## Instructions to follow:
Return exactly those lines of the material that fall between the line with "(diff shortened: 1 of 1 files shown)" and the final line, both included.
[Start of section]
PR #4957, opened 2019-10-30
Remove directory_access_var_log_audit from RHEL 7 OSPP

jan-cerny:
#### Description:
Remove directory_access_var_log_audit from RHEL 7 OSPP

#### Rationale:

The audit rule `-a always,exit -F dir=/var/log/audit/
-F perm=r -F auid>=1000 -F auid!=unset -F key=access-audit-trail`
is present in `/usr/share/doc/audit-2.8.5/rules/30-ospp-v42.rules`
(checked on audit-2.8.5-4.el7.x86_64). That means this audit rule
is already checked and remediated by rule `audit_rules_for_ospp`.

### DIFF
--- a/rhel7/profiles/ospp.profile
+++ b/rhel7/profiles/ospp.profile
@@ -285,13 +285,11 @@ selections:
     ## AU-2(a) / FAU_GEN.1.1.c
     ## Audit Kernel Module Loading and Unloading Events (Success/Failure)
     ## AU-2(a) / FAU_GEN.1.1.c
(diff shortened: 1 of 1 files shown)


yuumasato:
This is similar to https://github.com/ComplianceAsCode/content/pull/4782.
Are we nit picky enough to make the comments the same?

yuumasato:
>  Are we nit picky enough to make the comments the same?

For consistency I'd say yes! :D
[End of section]
## Result of this exercise:
(diff shortened: 1 of 1 files shown)


yuumasato:
This is similar to https://github.com/ComplianceAsCode/content/pull/4782.
Are we nit picky enough to make the comments the same?

yuumasato:
>  Are we nit picky enough to make the comments the same?

For consistency I'd say yes! :D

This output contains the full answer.